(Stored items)
◆ ◆ ◆ ◆ ◆ ◆ ◆

PR #620, opened 2026-06-04
start: untrack files that became gitignored

devxoul:
## Background

`.gitignore` only affects **untracked** files. When TypeClaw adds a new ignore rule to the agent `.gitignore` template, any file that was already committed before the rule existed keeps getting tracked forever — the rule can't retroactively untrack it.

This bit a real agent folder: `public/` was added to the template only recently (`init: gitignore public/ alongside workspace/`), but `public/review.json` had already been committed. The result was a perpetual `modified: public/review.json` in `git status` even though the agent's `.gitignore` clearly lists `public/`.

`refreshGitignore` already rewrites the template on every `typeclaw start`, so the rule is present — but nothing reconciles files that were tracked before the rule landed.

## Summary

On every `start()`, after `refreshGitignore`, reconcile the index: untrack any tracked file that now matches a **truly-ignored** rule, keep it on disk (`--cached`), and fold the removals into the `.gitignore` commit so the rule change and its cleanup land atomically.

Key decisions:

- **Truly-ignored vs system-managed.** The template has two categories. `sessions/`, `memory/`, `channels/`, `todo/` are gitignored **but force-committed** by TypeClaw (auto-backup, dreaming, channels). A blanket `git ls-files -ci` untrack would rip those out of the index and break that contract. So the reconciler matches against the *truly-ignored* set only (sourced from a new `TRULY_IGNORED_PATTERNS` export in `gitignore.ts`, now the single source of truth for both the template and the reconciler) and additionally **fails closed**: even a broad custom `git.ignore.append` pattern like `**` can never untrack a system-managed root.

- **Why `commit-tree` plumbing and not `git commit -- <paths>`.** A pathspec/`--only` commit re-snapshots the listed paths from the **working tree**, so a `git rm --cached` removal of a file that still exists on disk gets silently re-added — the removal never lands. A plain `git commit` gets the removal right but sweeps in unrelated user-staged work. The fix builds the exact tree in a throwaway index seeded from `HEAD`, `commit-tree`s it, and compare-and-swaps `HEAD` via `update-ref` (race-safe). This commits exactly `{ .gitignore + removals }` and leaves unrelated staged work untouched.

- **Best-effort, like `commitSystemFile`.** No-ops when the folder isn't a git repo, Bun is unavailable, there's no `HEAD`, or nothing matches. Never throws — start-time hygiene must not block boot.

## What this does NOT do

- Does not touch files on disk — removals are `--cached` only.
- Does not untrack system-managed dirs under any pattern.
- Does not rewrite existing history or touch already-correct repos (idempotent: a second run untracks nothing).
- Custom `git.ignore.append` entries *are* honored as untrack scope (user asked to ignore them), but the system-managed fail-closed guard still applies. Documented in code.

## Review notes

- Load-bearing: `commitGitignoreWithUntracks` in `src/git/reconcile-ignored.ts`. The temp-index/`commit-tree` dance is deliberate — see the empirically-derived "Why plumbing" comment. Reverting it to a pathspec commit silently reintroduces the re-add bug.
- Invariant to verify: `sessions/memory/channels/todo` stay tracked even with a `*` custom pattern (covered by the "fails closed" test) and unrelated staged work is preserved (covered by the "leaves unrelated staged work untouched" test).
- `gitignore.ts` refactor is byte-identical output — guarded by the existing `buildGitignore` tests.

### DIFF
--- a/src/container/start.ts
+++ b/src/container/start.ts
@@ -4,6 +4,7 @@ import { readFile, writeFile } from 'node:fs/promises'
 import { isAbsolute, join, resolve } from 'node:path'
 
 import { expandMountPath, loadConfigSync, type Config } from '@/config'
+import { commitGitignoreWithUntracks, untrackTrulyIgnoredFiles } from '@/git/reconcile-ignored'
 import { commitSystemFile as commitSystemFileShared } from '@/git/system-commit'
 import { send as sendToDaemon } from '@/hostd/client'
 import type { HttpInfoResult } from '@/hostd/protocol'
@@ -188,7 +189,12 @@ export async function start({
     // trigger the migration commit if the file was legacy.
     await refreshGitignore(cwd)
     const pkgRefresh = await refreshPackageJson(cwd)
-    await commitSystemFile(cwd, GITIGNORE_FILE, 'Update .gitignore')
+    const { untracked } = await untrackTrulyIgnoredFiles(cwd, (await loadTypeclawConfig(cwd)).git.ignore.append)
+    if (untracked.length > 0) {
+      await commitGitignoreWithUntracks(cwd, GITIGNORE_FILE, untracked, 'Untrack newly-ignored files')
+    } else {
+      await commitSystemFile(cwd, GITIGNORE_FILE, 'Update .gitignore')
+    }
     if (pkgRefresh.changed) {
       await commitSystemFile(cwd, pkgRefresh.files, 'Enable bun workspaces (packages/*)')
     }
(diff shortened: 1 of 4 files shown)


devxoul:
Good catch — fixed in 7ffdc611.

`commitGitignoreWithUntracks` now falls back to a plain `git commit` of the real index when the temp-index/commit-tree path can't run (no HEAD, `update-ref` CAS race, transient failure). The fallback is guarded to fire only when the staged set is *exactly* { .gitignore + the removals }, so any pre-existing user-staged work is never swept in — and the `.gitignore` hygiene rewrite (plus the removals) is never left stranded staged-but-uncommitted. Added two tests (fallback commits + repo clean; fallback refuses when extra work is staged) via a small injectable seam, since a real CAS race isn't deterministically reproducible.

devxoul:
@typeey review again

◆ ◆ ◆ ◆ ◆ ◆ ◆

Wherever the word "hostd" appears in the data, return the whole line.

 import { send as sendToDaemon } from '@/hostd/client'
 import type { HttpInfoResult } from '@/hostd/protocol'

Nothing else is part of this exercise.